TO DO: Lines that include the string "useState" are the ones to copy from the entries below.
----- MATERIAL FOR THIS EXERCISE
PR #1029, opened 2026-03-24
feat: adopt offchain fee quoting service API

yorhodes:
## Summary

- Integrate offchain fee quoting service from hyperlane-xyz/hyperlane-monorepo#8404
- Add Next.js API route proxy (`/api/quote`) to keep `FEE_QUOTING_API_KEY` server-side
- Add `useQuotedCalls` hook for offchain fee quoting via `QuotedCalls` contract
- Thread `QuotedCallsParams` from fee display through to `warpCore.getTransferRemoteTxs({ quotedCalls })`
- Falls back to existing onchain fee estimation when not configured or for non-EVM chains

## Test plan

- [ ] Set `NEXT_PUBLIC_FEE_QUOTING_URL` and `FEE_QUOTING_API_KEY`, verify offchain quotes fetched
- [ ] Verify QuotedCalls.execute() tx sent instead of direct transferRemote
- [ ] Without env vars: verify existing onchain flow unchanged
- [ ] Non-EVM chains fall back to onchain quoting


src/features/tokens/approval.ts
```diff
@@ -14,9 +19,20 @@ export function useIsApproveRequired(token?: IToken, amount?: string, enabled =
...
+      token?.addressOrDenom,
+      quotedCallsParams?.address,
+    ],
     queryFn: async () => {
       if (!token || !owner || !amount) return false;
+      // QuotedCalls: approval target is the quotedCalls contract, not the router
+      if (quotedCallsParams?.address) {
+        const adapter = token.getAdapter(warpCore.multiProvider);
+        return adapter.isApproveRequired(owner, quotedCallsParams.address, amount);
+      }
```
Xaroz, line 38: should this be inside the warpCore instead?

src/features/transfer/useQuotedCalls.ts
```diff
@@ -0,0 +1,189 @@
...
+  sender: string | undefined,
+  amount: string | undefined,
+  recipient: string | undefined,
+): Promise<QuotedCallsFeeResult | null> {
+  if (!originToken || !destinationToken || !destination || !sender || !amount || !recipient)
+    return null;
+
+  // Look up quotedCalls address from registry
+  const addresses = await registry.getAddresses();
+  const chainAddresses = addresses[originToken.chainName];
```
Xaroz: probably better to call `await registry.getChainAddresses(originToken.chainName)`

src/features/transfer/useQuotedCalls.ts
```diff
@@ -0,0 +1,189 @@
...
+
+function generateClientSalt(): Hex {
+  const bytes = new Uint8Array(32);
+  crypto.getRandomValues(bytes);
+  return toHex(bytes);
+}
+
+async function fetchQuotedCallsFees(
+  warpCore: WarpCore,
+  registry: import('@hyperlane-xyz/registry').IRegistry,
```
Xaroz: why not import `IRegistry` at the top of the file?

src/features/transfer/TransferTokenForm.tsx
```diff
@@ -697,20 +709,38 @@ function ReviewDetails({
...
+  // Approval check: uses quotedCalls address as spender when offchain quoting is active
+  const { isLoading: isApproveLoading, isApproveRequired } = useIsApproveRequired(
+    originToken,
+    amountWei,
+    isReview,
+    quotedCallsParams,
+  );
+
+  // Pass quotedCallsParams to parent via ref for use in transfer execution
+  quotedCallsParamsRef.current = quotedCallsParams ?? null;
```
Xaroz: you are bypassing React's data flow by using the useRef this way, so no re-renders will happen and unexpected behavior could occur, I think my recommendation is that at the parent you declare a state for quoted calls params

```tsx
const [quotedCallsParams, setQuotedCallsParams] = useState<QuotedCallsParams | null>(null);
```

then for your other components

```tsx
<ReviewDetaills
  ...
  onQuotedCallsParams={setQuotedCallsParams}
/>

<ButtonSection
  ...
  quotedCallsParams={quotedCallsParams}
/>
```
and inside review
```tsx
useEffect(() => {
  onQuotedCallsParams(quotedCallsParams ?? null);
}, [quotedCallsParams, onQuotedCallsParams]);
```

Xaroz:
@claude review

src/features/tokens/approval.ts
Xaroz: Fixed in 6a3bfc4e — added a TODO noting the parallel adapter call should be replaced once `WarpCore.isApproveRequired` accepts a spender override (SDK 33.1.0 doesn't support it yet).

src/features/transfer/useQuotedCalls.ts
Xaroz: Done in d948e2dc — went one further and read `quotedCalls` from the store-resolved `chainAddresses` (populated once at warp context init via the chainAddresses refactor in #1086). No registry call inside the queryFn anymore.

src/features/transfer/useQuotedCalls.ts
Xaroz: Resolved naturally in d948e2dc — `fetchQuotedCallsFees` no longer takes `IRegistry` (now takes the resolved `quotedCallsAddress` directly), so the inline import-type is gone.

src/features/transfer/TransferTokenForm.tsx
Xaroz: Fixed in 6a3bfc4e — added a `TransferCheckout` wrapper component that owns `useQuotedCallsFeeQuotes` and passes the result down to both `ReviewDetails` and `ButtonSection` as props. Drops the useRef entirely; fully React-tracked, no write-during-render.

package.json
```diff
@@ -20,10 +20,11 @@
...
     "@emotion/styled": "^11.13.0",
     "@headlessui/react": "^2.2.0",
+    "@hyperlane-xyz/fee-quoting": "link:../monorepo/typescript/fee-quoting",
     "@hyperlane-xyz/registry": "24.1.0",
-    "@hyperlane-xyz/sdk": "29.0.0",
-    "@hyperlane-xyz/utils": "29.0.0",
-    "@hyperlane-xyz/widgets": "29.0.0",
+    "@hyperlane-xyz/sdk": "link:../monorepo/typescript/sdk",
+    "@hyperlane-xyz/utils": "link:../monorepo/typescript/utils",
+    "@hyperlane-xyz/widgets": "link:../monorepo/typescript/widgets",
```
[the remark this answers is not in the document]
Xaroz: Resolved — these moved to the published versions when main was merged in (`@hyperlane-xyz/sdk@33.1.0`, `utils@33.1.0`, `widgets@33.1.0`, `registry@24.3.0`). No more `link:` refs or local overrides.

src/consts/config.ts
```diff
@@ -13,6 +13,8 @@ const chainWalletWhitelists = JSON.parse(process?.env?.NEXT_PUBLIC_CHAIN_WALLET_
 const rpcOverrides = process?.env?.NEXT_PUBLIC_RPC_OVERRIDES || '';
 const explorerApiUrl =
   process?.env?.NEXT_PUBLIC_EXPLORER_API_URL || 'https://explorer4.hasura.app/v1/graphql';
+const feeQuotingUrl =
+  process?.env?.NEXT_PUBLIC_FEE_QUOTING_URL || 'https://quoting.services.hyperlane.xyz';
```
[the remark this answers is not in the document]
Xaroz: Fixed in 6a3bfc4e — `feeQuotingUrl` now resolves to `undefined` when the env var isn't set, so the hook short-circuits and `/api/quote` is never called. Also did the same on the server side (`pages/api/quote.ts`) so the `!apiKey || !baseUrl` 503 actually triggers.

src/features/transfer/TransferTokenForm.tsx
```diff
@@ -96,6 +97,8 @@ export function TransferTokenForm() {
   // This state is used for when the formik token is different from
   // the token with highest collateral in a multi-collateral token setup
   const [routeOverrideToken, setRouteTokenOverride] = useState<Token | null>(null);
+  // Ref for passing QuotedCallsParams from ReviewDetails to ButtonSection
+  const quotedCallsParamsRef = useRef<QuotedCallsParams | null>(null);
```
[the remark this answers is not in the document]
Xaroz: Fixed in 6a3bfc4e — see reply on the Xaroz thread above. New `TransferCheckout` wrapper owns the hook and passes `quotedCallsParams` down as props; ref is gone.

src/features/transfer/useQuotedCalls.ts
```diff
@@ -0,0 +1,189 @@
...
+      : null,
+    quotedCallsParams: data?.quotedCallsParams ?? null,
+  };
+}
+
+function generateClientSalt(): Hex {
+  const bytes = new Uint8Array(32);
+  crypto.getRandomValues(bytes);
+  return toHex(bytes);
+}
```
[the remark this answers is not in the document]
Xaroz: Skipping. Verified the flagged scenario doesn't actually fail: signed quotes have an `expiry = issuedAt + 300s` (5min) window enforced on-chain (`AbstractOffchainQuoter.submitQuote`), and the 30s `refetchInterval` keeps a fresh quote with ≥4.5min validity. The user always submits the latest *settled* quote (react-query `data` only updates on settle), so there's no salt/quote mismatch race. Salts themselves don't expire — they're just nonces. `generateClientSalt()` is sub-millisecond CPU, so per-refetch regeneration is essentially free; the stability optimization didn't justify the added complexity.

src/features/transfer/useQuotedCalls.ts
```diff
@@ -0,0 +1,189 @@
...
+        sender,
+        debouncedAmount,
+        recipient,
+      ),
+    enabled: shouldFetch,
+    refetchInterval: FEE_QUOTE_REFRESH_INTERVAL,
+  });
+
+  return {
+    isLoading: isLoading || isFetching,
```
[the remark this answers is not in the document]
Xaroz: Fixed in e0619ff4 — dropped `isFetching` from the return so background refetches don't flash the spinner.

src/features/transfer/useQuotedCalls.ts
```diff
@@ -0,0 +1,189 @@
...
+  const { isLoading, isError, data, isFetching } = useQuery({
+    // eslint-disable-next-line @tanstack/query/exhaustive-deps
+    queryKey: [
+      'useQuotedCallsFeeQuotes',
+      originTokenKey,
+      destinationTokenKey,
+      sender,
+      debouncedAmount,
+      recipient,
+    ],
```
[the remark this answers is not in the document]
Xaroz: Documented in e0619ff4. The closed-over `(warpCore, originToken, destinationToken, destination)` are class instances and can't be safely stringified into a query key. Their identity is already covered: `originToken`/`destinationToken`/`destination` via the `originTokenKey`/`destinationTokenKey` proxies in the key, and `warpCore` is a session-stable store singleton. Added a multi-line comment on the eslint-disable explaining this so a future reader doesn't second-guess it.

src/features/transfer/useQuotedCalls.ts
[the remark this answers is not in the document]
Xaroz: Resolved in d948e2dc, going further than `getChainAddresses` — `quotedCalls` is now read synchronously from the store's pre-loaded `chainAddresses` (populated once at warp context init via the chainAddresses store refactor in #1086). No registry call inside the queryFn at all.

src/features/transfer/useQuotedCalls.ts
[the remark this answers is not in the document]
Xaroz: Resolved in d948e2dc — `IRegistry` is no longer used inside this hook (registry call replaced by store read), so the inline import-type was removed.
----------
OUTPUT:
const [quotedCallsParams, setQuotedCallsParams] = useState<QuotedCallsParams | null>(null);
   const [routeOverrideToken, setRouteTokenOverride] = useState<Token | null>(null);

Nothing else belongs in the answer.